As shown in the previous figure, each USART driver hardware instance has a read/write queue. The application must configure the sizes of these read/write queues. The USART driver additionally employs a global pool of buffer queue objects. This pool is common to all USART Driver hardware instances and its size is defined by the DRV_USART_QUEUE_DEPTH_COMBINED configuration macro.

When a client places a request to add a data transfer, the driver performs the following actions:

  1. It checks if a buffer object is free in the global pool; if not, the driver rejects the request.
  2. It then checks if the hardware instance specific queue is full; if not, the buffer object from the global pool is added to the hardware instance specific queue. If the queue is full, the driver rejects the request.

The DMA and non-DMA Buffer Queue model API is the same. The driver can support the non-DMA Buffer Queue Data Transfer Model along with the File I/O Type Read Write Data Transfer Model. The Byte-by-Byte Model cannot be enabled if the Buffer Queue Data Transfer Model is enabled.

The USART Driver DMA feature is only available while using the Buffer Queue Model. If enabled, the USART Driver uses the DMA module channels to transfer data directly from application memory to USART transmit or receive registers. This reduces CPU resource consumption and improves system performance.

The DRV_USART_BufferAddRead and DRV_USART_BufferAddWrite functions represent the Buffer Queue Data Transfer Model. These functions are always non-blocking. The Buffer Queue Data Transfer Model employs queuing of read/write request. Each driver instance contains a read/write queue. The sizes are determined by the ueueSizeRead and queueSizeWrite members of the DRV_USART_INIT data structure.
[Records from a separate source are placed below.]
PR #1093, opened 2023-03-10
Correct Foreman related services

ekohl:
This a draft, since I'm not sure what should be the end state. Recently we investigated using the firewalld services and recommending it to users (https://github.com/theforeman/foreman-documentation/pull/1943), but came to the conclusion that we shouldn't because they're wrong.

Foreman itself only runs on HTTP and HTTPS. It is the Foreman Proxy which can talk to additional services such as DNS, DHCP, TFTP and Puppet. However, all those services are optional. If anything, they should be included in the foreman-proxy service.

Architecturally speaking we have:

* Foreman running on HTTP + HTTPS
* Foreman Proxy running on port 8443 for our regular deployments, on port 9090 if it's a Katello installation (something we hope to unify some day)
* On a Foreman Proxy service it is optional to deploy services such as DNS, DHCP, TFTP, Puppetserver and recently MQTT
* On a Katello installation it's possible to deploy QPID (5646 + 5647 mentioned in the Satellite services), but deprecated
* On a Foreman Proxy with content (RH Satellite terminology: Capsule) we run Pulp on HTTP + HTTPS

Now I struggle with opening optional ports by default: it leads to a less secure system.

Satellite also wants to drop the version number, so we can move to Satellite 7 at some point. This has been proposed multiple times, but so far there have been too many issues holding us back.

With this PR I hope to start the discussion on what should be the profile.


erig0:
Hrm, the question is "will removing these ports break users?". The foreman team is best suited to answer that. Assuming the answer is "no" I suggest the following:

- add a `foreman-proxy` service, includes ports 8443 and 9090
- add a `foreman-proxy-optional` service, includes dns, dhcp, etc.

IF you want to retain the existing behavior of the `foreman` service, then you could use the `include` element in the XML to include services `foreman-proxy` and `foreman-proxy-optional`.

As for versioning the services.. you could always keep the version number, e.g. `satellite-6`, but `include` it from an unversioned service `satellite`. Then you could always change the include to point to say `satellite-7`.

ekohl:
> Hrm, the question is "will removing these ports break users?". The foreman team is best suited to answer that.

It depends on the user's setup.

> add a `foreman-proxy` service, includes ports 8443 and 9090

There already is a `foreman-proxy` service, but it only has port 8443 now.

The user can also choose to enable plain text HTTP support, which runs on port 8000. Is there a precedent in firewalld for those "it depends" options?

> add a `foreman-proxy-optional` service, includes dns, dhcp, etc.

So the tricky bit is that each component is opt-in by itself. So it's perfectly valid to run a Foreman Proxy with only DNS. It really depends on the setup. Even enabling the Foreman Proxy DNS module does not imply a DNS server runs on the same machine: it can talk to a remote DNS server using nsupdate or REST API, depending on the provider. More concrete: if you enable the route53 DNS provider then it talks to AWS Route53 and Amazon hosts the actual DNS zones.

As such I'm leaning to recommending users in the manual for specific scenarios to open the service explicitly.

erig0:
> Is there a precedent in firewalld for those "it depends" options?

I think a fair example is services that have TCP and UDP support. They can be split into `foobar-tcp` and `foobar-udp`. Then the `foobar` service includes both. This is because TCP is the norm, but sometimes UDP is also used.

> As such I'm leaning to recommending users in the manual for specific scenarios to open the service explicitly.

Alternatively, you could suggest that users _modify_ the `foreman` service instead of opening a port, e.g. `--zone <zone> --add-port 9090/tcp`.

```
# firewall-cmd --permanent --service foreman --add-port 9090/tcp`
```

Modifying the service has the downside that users won't get updates to the stock service shipped by firewalld. Once the service is modified it gets copied to `/etc/firewalld/services` and overrides the one in `/usr/lib/firewalld/services`.

ekohl:
I've updated this to incorporate the feedback. See the commit message for all the details.

I don't know about backporting to older versions. We're hoping to soon start introduce support for EL9 and this could be a candidate. Then we'll leave EL8 as it is.

config/services/foreman.xml
```diff
@@ -2,11 +2,6 @@
 <service>
   <short>foreman</short>
   <description>Foreman is a complete lifecycle management tool for physical and virtual servers.</description>
-  <include service="dns"/>
   <include service="http"/>
   <include service="https"/>
-  <include service="dhcp"/>
-  <include service="tftp"/>
-  <port protocol="udp" port="68"/>
-  <port protocol="tcp" port="8140"/>
```
erig0, line 11: These two ports are dropped here, but not added to any other service. They're also not mentioned in the commit. Is that expected?

erig0 (commented):
A previous user of the `foreman` service may now need to enable `foreman-proxy` and `foreman-proxy-optional`. Usually we don't "break" users in this way.

Is this acceptable for foreman users? Foreman team is the best to answer that, IMO.

config/services/foreman.xml
ekohl: I have no clue why 68 was mentioned there. It is DHCP client, but that never made sense.
8140 is puppetserver (in firewalld still called puppetmaster).

ekohl:
> Is this acceptable for foreman users? Foreman team is the best to answer that, IMO.

Hard to say. In the documentation we have never pointed to firewalld. It was added in https://github.com/firewalld/firewalld/pull/645 by you.

The thing that got this whole ball rolling was that we were looking at using these definitions and realized they're not really correct.

I still struggle to think about the whole migration, because as long as we support EL8 (which I doubt will be updated) our instructions won't really be any easier.

erig0:
> > Is this acceptable for foreman users? Foreman team is the best to answer that, IMO.
> 
> Hard to say. In the documentation we have never pointed to firewalld. It was added in #645 by you.

lol. That's embarrassing.

AFAICS, I added it trying to consolidate services as part of https://bugzilla.redhat.com/show_bug.cgi?id=1839781.

config/services/foreman.xml
erig0: ACK. looks like 68 came from the original `RH-satellite-6` service.

erig0: Do you think 68 should be added back to `RH-satellite-6`?

jcpunk:
I think `68` came in along with the dhcp definitions.

erig0:
> The thing that got this whole ball rolling was that we were looking at using these definitions and realized they're not really correct.

In that case, lets fix them. I will merge.

erig0 (approved):

ekohl:
I'll discuss this in our team again and try to come up with a plan

erig0:
> I'll discuss this in our team again and try to come up with a plan

ACK. I'll wait on your response then.

ehelms:
This is mostly my not understanding how it works. What does a user do if the policy includes a port that is no longer used by Satellite / Foreman, such as when we drop 8443?

ehelms:
> I'd argue that shipping it ourselves would be more flexible and allows us to keep it correcy for multiple versions

I lean that way as well, given the set of ports can vary not only by Foreman / Satellite version, but also based upon the enabled feature set. If we had a policy in firewalld I think it would need to default the minimal setup based on the ports that we anticipate to be consistent.

erig0:
> ourselves would be more flexible and allows us to keep it correcy for multiple versions

That's cool. So what do we want to do with existing foreman/satellite/etc services that are included with firewalld?

erig0:
> > ourselves would be more flexible and allows us to keep it correcy for multiple versions
> 
> That's cool. So what do we want to do with existing foreman/satellite/etc services that are included with firewalld?

bump

ehelms:
I believe where we have landed is to remove Satellite/Foreman from being included in firewalld. @erig0 is that a change we should open a PR for?

erig0:
> I believe where we have landed is to remove Satellite/Foreman from being included in firewalld. @erig0 is that a change we should open a PR for?

Yeah. It's technically a breaking change.

As such, decide how to propagate that change to distros, e.g. RHEL, is the difficult part.

ehelms:
I think that's OK if we can't propagate this backwards -- it's had ups and downs where it was accurate and where it was not. I'm more keen on fixing this with a forward looking approach.

erig0:
Then open a PR dropping them. I will merge it.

The driver provides driver events (DRV_USART_BUFFER_EVENT) that indicates termination of the buffer requests.

When the driver is configured for Interrupt mode operation, the buffer event handler executes in an interrupt context. Calling computationally intensive or hardware polling routines within the event handlers is not recommended.

When the driver adds request to the queue, it returns a buffer handle. This handle allows the client to track the request at it progresses through the queue. The buffer handle expires when the event associated with the buffer completes.